Aber die wirkliche Sensation ist Ben, aus dem man den kompletten Roman über nicht schlau wird. Er ist einerseits sehr distanziert, kalt und teilweise mit seiner arroganten Art sogar richtig verletzend, aber andererseits kann er selten auch freundlich sein. Er gibt immer nur kleine Teile des Ganzen Preis und man wird einfach nicht schlau aus ihm. 

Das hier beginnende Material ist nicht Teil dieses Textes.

PR #47, opened 2026-05-04
fix(hooks): precreate logs directory before running hooks

### LINKED ISSUE #46: hooks.json redirect to .remember/logs/hook-errors.log fails on first launch in fresh project
### Bug

In `hooks/hooks.json`, both the `SessionStart` and `PostToolUse` hook commands redirect stderr to `${CLAUDE_PROJECT_DIR:-.}/.remember/logs/hook-errors.log`:

```json
"command": "bash \"${CLAUDE_PLUGIN_ROOT}/scripts/post-tool-hook.sh\" 2>> \"${CLAUDE_PROJECT_DIR:-.}/.remember/logs/hook-errors.log\""
```

On the very first invocation in a fresh project, `.remember/logs/` does not exist yet. The shell evaluates the `2>>` redirect *before* running the command, so it fails with:

```
/bin/sh: 1: cannot create /…/project/.remember/logs/hook-errors.log: Directory nonexistent
```

Claude Code then surfaces this as `PostToolUse:Skill hook returned blocking error`, polluting the transcript and (because PostToolUse treats nonzero exit as block) interrupting tool flow.

### Why the script's own `mkdir -p` doesn't save us

`scripts/session-start-hook.sh` (line 57) does `mkdir -p "$PROJECT/.remember/logs"`, but the wrapping shell's redirect is opened **before** that line runs — the shell errors out before the script body executes.

### Suggested fix

Prefix the command with a `mkdir -p` so the directory is guaranteed before the redirect is opened:

```json
"command": "mkdir -p \"${CLAUDE_PROJECT_DIR:-.}/.remember/logs\" 2>/dev/null; bash \"${CLAUDE_PLUGIN_ROOT}/scripts/post-tool-hook.sh\" 2>> \"${CLAUDE_PROJECT_DIR:-.}/.remember/logs/hook-errors.log\""
```

Apply to both `SessionStart` and `PostToolUse` entries.

### Repro

1. `cd $(mktemp -d)`
2. Launch Claude Code with the `remember` plugin enabled
3. Trigger any tool use → red `PostToolUse:* hook returned blocking error` on first invocation, with the `cannot create … Directory nonexistent` line in the hook output

### Environment

- `remember` v0.5.0 (installed via `claude-plugins-official`)
- Claude Code on Linux (Ubuntu)
- `/bin/sh` → dash (Debian/Ubuntu default; same class of failure on bash-as-sh because the redirect is still opened pre-exec)

ossaidqadri:
## Summary
- Adds `mkdir -p "${CLAUDE_PROJECT_DIR:-.}/.remember/logs"` before hook execution to ensure the directory exists
- Uses `2>>` to redirect only stderr (not stdout) to hook-errors.log, preserving Claude's stdout contract

## Problem
On first session in a new project, the hooks.json redirect `2>> .remember/logs/hook-errors.log` fails because the parent directory doesn't exist yet. The hook script's internal mkdir runs after the redirect is parsed, causing a silent error on session start.

## Solution
Precreate the directory before executing the hook script using `mkdir -p`. Keep `2>>` (not `>> 2>&1`) to preserve stdout for Claude injection:
```
mkdir -p "${CLAUDE_PROJECT_DIR:-.}/.remember/logs" && bash "..." 2>> "${CLAUDE_PROJECT_DIR:-.}/.remember/logs/hook-errors.log"
```

## Test plan
- [ ] Clone the repo to a fresh directory
- [ ] Start a Claude Code session (should not see hook-errors.log errors)
- [ ] Verify `.remember/logs/` directory is created
- [ ] Verify hook-errors.log captures hook stderr
- [ ] Verify session memory is still injected (stdout preserved)

Fixes #46

### DIFF
--- a/hooks/hooks.json
+++ b/hooks/hooks.json
@@ -5,7 +5,7 @@
         "hooks": [
           {
             "type": "command",
-            "command": "bash \"${CLAUDE_PLUGIN_ROOT}/scripts/session-start-hook.sh\""
+            "command": "mkdir -p \"${CLAUDE_PROJECT_DIR:-.}/.remember/logs\" && bash \"${CLAUDE_PLUGIN_ROOT}/scripts/session-start-hook.sh\" >> \"${CLAUDE_PROJECT_DIR:-.}/.remember/logs/hook-errors.log\" 2>&1"
           }
         ]
       }
@@ -15,7 +15,7 @@
         "hooks": [
           {
             "type": "command",
-            "command": "bash \"${CLAUDE_PLUGIN_ROOT}/scripts/post-tool-hook.sh\""
+            "command": "mkdir -p \"${CLAUDE_PROJECT_DIR:-.}/.remember/logs\" && bash \"${CLAUDE_PLUGIN_ROOT}/scripts/post-tool-hook.sh\" >> \"${CLAUDE_PROJECT_DIR:-.}/.remember/logs/hook-errors.log\" 2>&1"
           }
         ]
       }
--- a/hooks/hooks.json
+++ b/hooks/hooks.json
@@ -5,7 +5,7 @@
         "hooks": [
           {
             "type": "command",
-            "command": "mkdir -p \"${CLAUDE_PROJECT_DIR:-.}/.remember/logs\" && bash \"${CLAUDE_PLUGIN_ROOT}/scripts/session-start-hook.sh\" >> \"${CLAUDE_PROJECT_DIR:-.}/.remember/logs/hook-errors.log\" 2>&1"
+            "command": "mkdir -p \"${CLAUDE_PROJECT_DIR:-.}/.remember/logs\" && bash \"${CLAUDE_PLUGIN_ROOT}/scripts/session-start-hook.sh\" 2>> \"${CLAUDE_PROJECT_DIR:-.}/.remember/logs/hook-errors.log\""
           }
         ]
       }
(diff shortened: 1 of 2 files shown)


fdaviddpt:
@ossaidqadri — Ossaid, thank you for the PR and the careful note about preserving stdout for Claude's injection contract. That's exactly the right concern, and the diagnosis is correct.

The good news: this exact fix already landed in **v0.7.x** via PR #33 (centralized `.remember/` bootstrap). The version triggering the bug (0.5.0) is an older redistribution — the canonical build on our marketplace doesn't have the issue:

```
/plugin marketplace add Digital-Process-Tools/claude-marketplace
/plugin install remember@dpt-plugins
```

Closing this PR since the fix is already shipped, but really appreciate you taking the time to write it up properly — the test plan especially. Thank you 🙏

fdaviddpt:
Thanks @ossaidqadri for the patch. The underlying bug (failing `2>>` stderr redirect on first run, #50) is already fixed on `main` — we removed the redirect entirely between v0.5.0 and v0.7.1, so the mkdir guard isn't needed anymore.

Closing as resolved. Really appreciate the contribution — even when a PR doesn't land, the diagnosis helps.

More of our plugins: https://github.com/Digital-Process-Tools/claude-marketplace (dpt-plugins).

— Max

ossaidqadri:
Acknowledged — thanks for the quick close and the context, Max. Good to know the redirect was already dropped between 0.5.0 and 0.7.1. Appreciate the rundown on the marketplace path too.

PR #60, opened 2026-05-23
feat: external data directory, layered config, and automatic git backup

### LINKED ISSUE #59: feat: external data directory, layered config, and automatic git backup
### Problem

Two pain points with the current default setup:

1. **No user-global config** — timezone, cooldowns, and feature toggles must be configured separately in every project's `config.json`. There is no shared tier.
2. **No backup** — memory data is local-only. There is no built-in mechanism to preserve it.

A third, related friction point: `.remember/` lives inside the project root, so every project needs a `.gitignore` entry to avoid committing memory files.

---

### Proposed Solution

Three cooperating additions, all opt-in and backward-compatible.

#### 1. External data directory

A `data_dir` config key controls where `REMEMBER_DIR` resolves:

```json
{ "data_dir": "~/.remember/{slug}" }
```

- Relative paths (default: `.remember`) → legacy behaviour, unchanged.
- Absolute or `~`-prefixed paths → external, outside the project root.
- `{slug}` expands to the same project identifier Claude Code uses under `~/.claude/projects/<slug>/`, keeping memory project-scoped without manual naming.

When external mode is active, `.gitignore` is never written into the project root.

#### 2. Layered config merge

Config is resolved from three tiers, with per-project winning:

| Tier | Path | Purpose |
|------|------|---------|
| Plugin defaults | `<plugin>/config.json` | Survives plugin updates |
| User-global | `~/.remember/config.json` | Set once, applies to all projects |
| Per-project | `<REMEMBER_DIR>/config.json` | Override for specific projects |

#### 3. Automatic git backup

When `~/.remember/` (or the external data dir's parent) is a git repo, each save triggers a background commit of only that project's slug subdirectory. Key properties:

- No-op in legacy mode — will not touch project files.
- No-op unless at the git toplevel.
- Configurable cooldown (`cooldowns.git_backup_seconds`, default 900 s).
- Global lock prevents concurrent git index corruption across multiple Claude sessions.
- Runs detached — never blocks `save-session.sh`.
- Push failures are logged and tolerated.

---

### Limitations

The git backup is designed as a **single-machine backup**, not a sync mechanism. There is no pull or rebase before pushing — if another machine has pushed commits to the same remote, the push will fail with a non-fast-forward error and silently defer (indistinguishable from a network failure). Local commits accumulate safely, but the divergence must be resolved manually. Cross-machine sync is out of scope for this implementation.

---

### Migration

On first run in external mode, if `<project>/.remember/` exists and the external target does not, the directory is moved atomically and a `MIGRATED-TO.txt` breadcrumb is left in the old location. Idempotent on subsequent runs.

---

### Implementation

A PR from `codemedic:feature/external-data-dir` is ready for review. It adds:

- `scripts/lib-memory-dir.sh` — path resolution and config merge
- `hooks.d/after_save/50-git-backup.sh` — background git backup
- 4 new test files (27 tests); total suite: 357 tests at 99%+ coverage
- Updated `README.md` and `config.example.json`; new `config.user.example.json` template

codemedic:
Closes #59

### Summary

- Adds opt-in **external storage mode**: memory resolves to `~/.remember/<slug>/` (or any absolute path) instead of `<project>/.remember/`, keeping repos clean without per-project gitignore entries.
- Introduces **three-tier config merge** (plugin defaults → user-global `~/.remember/config.json` → per-project override), so settings no longer need to be repeated across projects.
- Adds a **background git backup hook** (`hooks.d/after_save/50-git-backup.sh`) that auto-commits memory after each save, with cooldown, locking, and per-project isolation.
- **Fully backward-compatible**: legacy mode remains the default.

### Limitations

The git backup is designed as a **single-machine backup**, not a sync mechanism. There is no pull or rebase before pushing — if another machine has pushed commits to the same remote, the push will fail with a non-fast-forward error and silently defer (indistinguishable from a network failure). Local commits accumulate safely, but the divergence must be resolved manually. Cross-machine sync is out of scope for this implementation.

### Changes

**New files**
- `scripts/lib-memory-dir.sh` — `REMEMBER_DIR` resolution + config merge
- `hooks.d/after_save/50-git-backup.sh` — async git backup
- `config.user.example.json` — template for user-global config
- `tests/test_external_data_dir.py`, `tests/test_migration.py`, `tests/test_layered_config.py`, `tests/test_git_backup_hook.py`

**Modified files**
- `scripts/bootstrap-dirs.sh` — auto-migration, gitignore guard
- `scripts/session-start-hook.sh` — identity tiers, handoff path signalling, `REMEMBER_DIR`-aware throughout
- `pipeline/extract.py`, `pipeline/shell.py` — accept `REMEMBER_DIR` param
- `skills/remember/SKILL.md` — read `=== HANDOFF ===` block instead of hardcoded path
- `README.md`, `config.example.json` — document new options

### DIFF
--- a/README.md
+++ b/README.md
@@ -243,6 +243,7 @@ Put cross-project preferences (timezone, cooldowns) in `~/.remember/config.json`
 | `data_dir`                       | `.remember` | Where memory files are written. Relative paths resolve inside the project root (legacy default). Absolute paths or paths starting with `~` are expanded and treated as external — see [External storage mode](#external-storage-mode). |
 | `cooldowns.save_seconds`         | `120`   | Minimum seconds between saves                      |
 | `cooldowns.ndc_seconds`          | `3600`  | Compression interval (hourly)                      |
+| `cooldowns.git_backup_seconds`   | `900`   | Minimum seconds between auto-backup commits (no-op if `~/.remember/` is not a git repo) |
 | `thresholds.min_human_messages`  | `3`     | Minimum messages before saving                     |
 | `thresholds.delta_lines_trigger` | `50`    | Tool call output lines that trigger auto-save      |
 | `features.ndc_compression`      | `true`  | Enable hourly compression of daily files           |
@@ -306,12 +307,25 @@ Because `~/.remember/` lives outside any project repo it won't be accidentally c
 ```bash
 cd ~/.remember
 git init
-echo "tmp/" >> .gitignore
-git add config.json
+git remote add origin git@github.com:youruser/remember-backup.git  # private repo
+# Write .gitignore BEFORE any git add — this excludes runtime state and log files.
+# Running git add before this step will track log dirs you don't want committed.
+cat > .gitignore <<'EOF'
+.git-backup.lock
+.last-git-backup-ts
+*/logs/
+*/tmp/
+EOF
+git add .gitignore config.json
 git commit -m "init: remember config"
+git push -u origin main
 ```
 
-Commit after sessions you want to preserve. Push to a private remote to sync across machines.
+#### Automatic commits
+
+Once `~/.remember/` is a git repo, the `after_save` hook commits each project's memory subdir on its own schedule — one commit per project save, throttled by `cooldowns.git_backup_seconds` (default 15 min) — and pushes to your configured remote. No further setup is needed beyond credential availability (SSH agent or git credential helper) in the environment Claude Code launches hooks in.
+
+If you don't want automatic commits, leave `~/.remember/` as a plain directory and commit manually as before.
 
 ## Running tests
 
--- a/README.md
+++ b/README.md
@@ -212,25 +212,35 @@ Before clearing context or ending a session, type `/remember`. The agent writes 
 
 ## Data files
 
-The pipeline writes to `.remember/` (created automatically, self-gitignored):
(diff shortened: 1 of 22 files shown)


fdaviddpt (approved):
Thanks for this — really solid contribution. Clean decomposition, tests are meaningful (real bare remote, lock contention with live PID, per-slug isolation), 358/0 passing at 99% coverage, backward compatibility preserved. Approving and merging.

A few follow-ups I'll file as issues (none blocking):

1. **`=== HANDOFF ===` emitted in legacy mode** — adds noise to every session prompt when the path is unchanged. Worth making conditional on external mode.
2. **`--no-gpg-sign` silently overrides user's `commit.gpgSign`** — should probably be configurable.
3. **Push uses tracking branch implicitly** — fine for `origin main`, brittle for multi-remote setups. Worth documenting or making explicit.
4. **`_comments` / `_purpose` keys flow through the merged config** — harmless today, could confuse future validation. Convention worth establishing (strip `_`-prefixed keys at merge).
5. **README first-backup instructions** — `git add .gitignore config.json` doesn't include slug dirs, so first-time users won't see memory in the backup repo until the hook runs. Worth a one-liner clarifying.

Will tag you on the follow-up issues so you can pick any up if you'd like — no pressure.

Issue #66, opened 2026-05-24
Security: eliminate `eval`/shell-eval surface in pipeline IPC


fdaviddpt:
Internal security audit, grouped findings around shell `eval` and unsafe interpolation.

### 1.1 `safe_eval` allows RCE if Python output is influenced — **High**

`scripts/log.sh:142`, used by `scripts/save-session.sh:126,183,246`.

`safe_eval` filters stdin to lines matching `^[A-Z_][A-Z0-9_]*=` then `eval`s them. The regex matches the *left-hand side* only — the right-hand side is unsanitized. A line like `EXTRACT_FILE=/tmp/x; rm -rf $HOME` passes the filter and gets eval'd.

In practice, Python output is constructed via `_shell_escape()` (safe today). But the filter is the *only* guard, and any future debug print, exception traceback line, or supply-chain compromise of the pipeline turns into arbitrary shell.

**Fix (preferred):** replace `eval` with structured IPC. Python writes a JSON manifest to a temp file; shell reads with `jq` (already a dependency). No `eval` anywhere.

**Fix (minimal):** parse each line with `IFS='=' read -r key val` and validate `key` against the allowlist before assigning via printf-quoted indirect assignment (`printf -v "$key" '%s' "$val"`).

### 1.2 Unquoted `_merged_cfg` path in EXIT trap — **High**

`scripts/lib-memory-dir.sh:145,148`:

```sh
trap "rm -f ${_merged_cfg}" EXIT
```

`${_merged_cfg}` expands at trap-set time but is unquoted in the resulting trap string. If `TMPDIR` contains a space (`/tmp/my dir`), the trap becomes `rm -f /tmp/my dir/remember-config-1234.json` — deletes `/tmp/my` (or whatever exists at that path) and the intended file separately.

**Fix:** single-quote the path inside the trap string:

```sh
trap "rm -f '${_merged_cfg}'" EXIT
```

### 1.3 `_jq_fallback` Python interpolation — **Low**

`scripts/detect-tools.sh:62`: file path interpolated directly into a `python -c` string. Latent injection if path ever contains a single quote.

**Fix:** pass via `sys.argv` instead of string interpolation.

---

All three share a root cause: untrusted-shape content reaching a shell parser. 1.1 is the big one — fixing it via structured IPC removes a whole class of bugs.

PR #70, opened 2026-05-24
security: eliminate eval/injection surface (#66)

fdaviddpt:
## Summary

Addresses all three findings in #66:

1. **`safe_eval` RCE removed** — replaced `eval` with `printf -v` indirect assignment in both `scripts/log.sh` and the Windows CRLF-override in `scripts/detect-tools.sh`. The allowlist regex (`^([A-Z_][A-Z0-9_]*)=(.*)$`) now captures key and value separately via `BASH_REMATCH`; values are assigned as literal strings with no shell parsing. A semicolon-injected command (`EXTRACT_FILE=/tmp/x; rm -rf $HOME`) is now stored as a literal string — the `rm` never runs.

2. **Trap path single-quoted** — `trap "rm -f '${_merged_cfg}'" EXIT` (both the standalone and append-to-existing-trap branches). Survives spaces in `TMPDIR` without splitting the path into separate `rm` arguments.

3. **`_jq_fallback` uses `sys.argv`** — file path and query passed as argv arguments to `python3 -`, replacing string interpolation into the Python source. A path containing a single quote no longer breaks the Python expression.

## Tests

9 new tests in `tests/test_security_fixes.py`:

- `test_safe_eval_rejects_rce_semicolon_injection` — semicolon-injected `rm` must NOT execute
- `test_safe_eval_rejects_rce_command_substitution` — `$(rm ...)` in value must NOT execute
- `test_safe_eval_assigns_normal_variables` — legitimate `KEY=value` lines still work
- `test_safe_eval_assigns_value_with_equals_sign` — values with `=` (e.g. base64) stored literally
- `test_safe_eval_ignores_lowercase_keys` — lowercase keys silently ignored
- `test_trap_cleanup_with_space_in_tmpdir` — EXIT trap cleans up correctly with space in TMPDIR
- `test_jq_fallback_path_with_single_quote` — single quote in path handled correctly
- `test_jq_fallback_path_with_spaces` — spaces in path handled correctly
- `test_jq_fallback_nested_key` — multi-level key resolution still works

All 367 existing tests still pass. The one pre-existing run-tests.sh failure (dry-run save with no session `.jsonl`) was present before these changes and is unrelated.

## Trade-offs

- **`safe_eval` value preservation**: The old regex `^[A-Z_][A-Z0-9_]*=` matched the key only, leaving the full `KEY=value` line to `eval`. The new regex captures both key and value via `BASH_REMATCH`, then assigns the value literally. A value like `$(echo hi)` is stored as the string `$(echo hi)` — not expanded. This is the intended behavior for structured IPC from Python.
- **`_jq_fallback` heredoc approach**: Uses `python3 - "$file" "$query" << 'MARKER'` (stdin heredoc + argv). This is slightly less portable than a temp file but avoids adding a tracked file to the repo. Tested on macOS bash 3.2+ and bash 5.x.
- **Dry-run test in run-tests.sh**: This test requires an actual Claude session directory (`.jsonl`) to exist under `~/.claude/projects/`, which is absent in CI checkout environments. Not introduced by this PR — documented here for visibility.

### DIFF
--- a/scripts/detect-tools.sh
+++ b/scripts/detect-tools.sh
@@ -56,11 +56,11 @@ else
         while [[ "$1" == -* ]]; do _jq_flags="$_jq_flags $1"; shift; done
         local _jq_query="$1"
         local _jq_file="$2"
-        $PYTHON -c "
+        $PYTHON - "$_jq_file" "$_jq_query" << 'PYEOF' 2>/dev/null
 import json, sys
 try:
-    data = json.load(open('$_jq_file'))
-    keys = '$_jq_query'.strip('.').split('.')
+    data = json.load(open(sys.argv[1]))
+    keys = sys.argv[2].strip('.').split('.')
     val = data
     for k in keys:
         if k and isinstance(val, dict):
@@ -72,7 +72,7 @@ try:
     print(val if isinstance(val, (str, int, float, bool)) else json.dumps(val))
 except Exception:
     sys.exit(0)
-" 2>/dev/null
+PYEOF
     }
     JQ="_jq_fallback"
 fi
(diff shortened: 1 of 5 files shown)


fdaviddpt:
3 changes, 9 new tests, 367 existing tests pass. Reviewer found no blockers: safe_eval RCE eliminated via printf-v indirect assignment, trap path correctly single-quoted for TMPDIR-with-spaces, _jq_fallback path injection closed via sys.argv. One pre-existing dry-run test failure (no session .jsonl in bare checkout) is unrelated to this PR.

Issue #813, opened 2026-06-14
Fillet robustness: variable-radius fillet returns wrong volume; double fillet fails across NURBS blend faces


andymai:
## Summary

Two fillet code paths produce wrong or failing results compared to OCCT/occt-wasm. Surfaced via brepjs's cross-kernel parity gate, where both are currently gated off for brepkit (`tests/helpers/kernelDivergences.ts`).

### 1. Variable-radius fillet returns physically impossible volume
- Divergence keys: `modifierFns.variableFilletRadius`, `modifierFns.variableFilletCallback`, plus the whole-suite `variableFillet`.
- A variable-radius fillet on a box yields `vol > 1000` where the input solid is far smaller. A fillet removes material, so the result volume must be **less** than the base solid. occt-wasm computes this correctly.
- Capability flag `variableFillet` is currently `false` for brepkit in brepjs.

### 2. Double fillet fails across NURBS blend faces
- Divergence key: `kernelCall.doubleFillet`.
- Filleting edges that are adjacent to a previously-created NURBS blend face fails. This is the standard "fillet a fillet" / sequential-fillet workflow.

## Acceptance

- Variable-radius fillet returns a valid solid with `vol(result) < vol(base)` for a material-removing fillet, matching occt-wasm within tolerance.
- Sequential fillet of an edge adjacent to an existing blend face succeeds.

## Context

Found while validating the brepkit-wasm 2.104.1 bump in brepjs (andymai/brepjs#1372). Per brepjs's "brepkit not held to parity" policy these don't block the bump, but they are genuine correctness gaps. occt-wasm is the reference.

andymai:
Diagnosed both cases against current `main` (post-2.105.0). They have very different status.

## Case 1 — variable-radius fillet volume: **cannot reproduce; appears resolved**

brepkit's variable fillet produces correct, material-removing, manifold volumes for the exact failing config (`box(10,10,10)`, the `[1,2]` → `Linear{start:1,end:2}` law):

| config | result vol | base | manifold |
|---|---|---|---|
| single edge, Linear{1,2} | 991–994 (all 12 edges) | 1000 | ✓ |
| two edges, Linear{1,2} | 982–990 | 1000 | ✓ |

Both the Rust `fillet_variable` and the `filletVariable` WASM binding (which maps `[1,2]` → `Linear{1,2}` correctly) give `vol < 1000`. I could not produce the reported `vol > 1000`.

[...]

PR #821, opened 2026-06-15
fix(fillet): skip edges bordering NURBS blend faces instead of emitting garbage (#813)

andymai:
## Summary

Addresses the **contained safety half of #813 Part 2** (double fillet across NURBS blend faces). Full diagnosis is in [the issue thread](https://github.com/andymai/brepkit/issues/813#issuecomment-4703904492).

### The bug

The walking (`fillet_v2`) and rolling-ball fillet engines build their blend section against *analytic* neighbor surfaces. An edge bordering a **NURBS face** — e.g. a previous fillet's blend face (the "fillet a fillet" workflow) — is unsupported, and **neither engine detects it**:

| second fillet on a plane↔NURBS-blend edge | before |
|---|---|
| `fillet_v2` | `Ok`, volume **unchanged** — silent **no-op** |
| `fillet_rolling_ball` | `Ok`, volume **grows to 1000.30 > 1000 base** — self-intersecting solid |

The garbage result is topologically *manifold*, so a watertightness post-condition can't catch it.

### The fix

Add `operations::query::filter_filletable_edges` — manifold edges (exactly 2 neighbors) whose **both** neighbors are analytic — and pre-filter in the wasm `try_fillet` best-effort path. We fillet only the analytic-neighbor edges and skip the rest (skip-and-continue, matching the binding's existing skip policy and brepjs's `fillet(allEdges)` expectation). If no edges qualify, the solid is returned unchanged.

Result: the double fillet returns a **valid material-removing (or no-op) manifold solid** instead of garbage.

### Scope

This stops the *silent wrong result*. Actually rounding an edge against a NURBS blend face ("fillet a fillet") is a separate, larger blend-engine feature (generalize the section solver to NURBS neighbor surfaces) — tracked in #813 Part 2.

Also confirmed in the same diagnosis: **#813 Part 1 (variable-radius fillet volume) does not reproduce** on current main (correct ~991–994 volumes) — likely a stale brepjs divergence key.

### Tests

- `query::filter_filletable_edges` unit tests: box → all 12 edges filletable; post-fillet → NURBS-blend-neighbor edges excluded, plane↔plane edges retained.
- `try_fillet_second_pass_does_not_break_solid`: a second fillet on blend-adjacent edges never adds material and stays manifold. **Confirmed to fail pre-fix** at `second=1000.30`, pass post-fix.

Refs #813

### DIFF
--- a/crates/operations/src/query.rs
+++ b/crates/operations/src/query.rs
@@ -49,3 +49,100 @@ pub fn filter_planar_edges(
     }
     Ok(result)
 }
+
+/// Filter edges to only those the blend engines can fillet: manifold edges
+/// (shared by exactly two faces) whose **both** neighbor faces are analytic
+/// (plane/cylinder/cone/sphere/torus, not NURBS).
+///
+/// The walking and rolling-ball fillet engines build the blend section against
+/// analytic neighbor surfaces. An edge bordering a NURBS face (e.g. a previous
+/// fillet's blend face) is unsupported — attempting it yields a silent no-op or
+/// a self-intersecting solid — so callers should skip such edges rather than
+/// feed them to the engine.
+///
+/// # Errors
+///
+/// Returns `OperationsError::Topology` if any entity ID is invalid.
+pub fn filter_filletable_edges(
+    topo: &Topology,
+    solid_id: SolidId,
+    edge_ids: &[EdgeId],
+) -> Result<Vec<EdgeId>, OperationsError> {
+    let solid_data = topo.solid(solid_id)?;
+    let shell = topo.shell(solid_data.outer_shell())?;
+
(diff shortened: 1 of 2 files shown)


andymai:
The latest review pass landed on the first commit (`c92ba6e`); all three points are already fixed in `be22cdf`:

- **Inner-wire edges (P1):** `filter_filletable_edges` now walks `outer_wire()` *and* `inner_wires()`, the same adjacency the fillet engine uses.
- **Seam double-count:** neighbors are collected into a `HashSet<FaceId>`, so an edge listed twice in one face's wire counts as a single distinct face; the manifold test is `distinct == 2`.
- **Fragile test ordering (P2):** the regression now fillets *every* result edge and asserts the no-material-gain + manifold invariant on each (and asserts the first fillet actually produced NURBS blend faces), instead of assuming `edge[0..2]`.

Der Schreibstil der Autorin ist angenehm und flüssig zu lesen. Doch erst zusammen mit der unglaublich spannenden und fesselnden Handlung ergibt das einen Roman, den man nur schwer aus der Hand legen kann.

Fazit:
Mit „Jasmyn“ erschafft die junge Autorin einen unglaublich fesselnden Fantasyroman mit einer unverbrauchten Geschichte rund um alte deutsche Sagengeschichten. Durch die stimmige Mischung aus Tragik, Mystik und Realität, sowie vielen unvorhergesehen Wendungen ist diese Geschichte ein echtes Highlight und bekommt  wohlverdiente 5 von 5 Buchherzen. Es ist in meinen Augen ein unbedingtes Lese-Muss!

Infos zur Autorin (Quelle: rowohlt):
Alex Bell, geboren 1986, träumte schon als Kind davon, Schriftstellerin zu werden. Um einen Plan B in der Tasche zu haben, studierte sie aber erst einmal Jura. Nebenbei schrieb sie an ihrem ersten Roman. Heute lebt sie als freie Schriftstellerin zusammen mit fünf Katzen, zwei Schildkröten und einem Hund in Hampshire.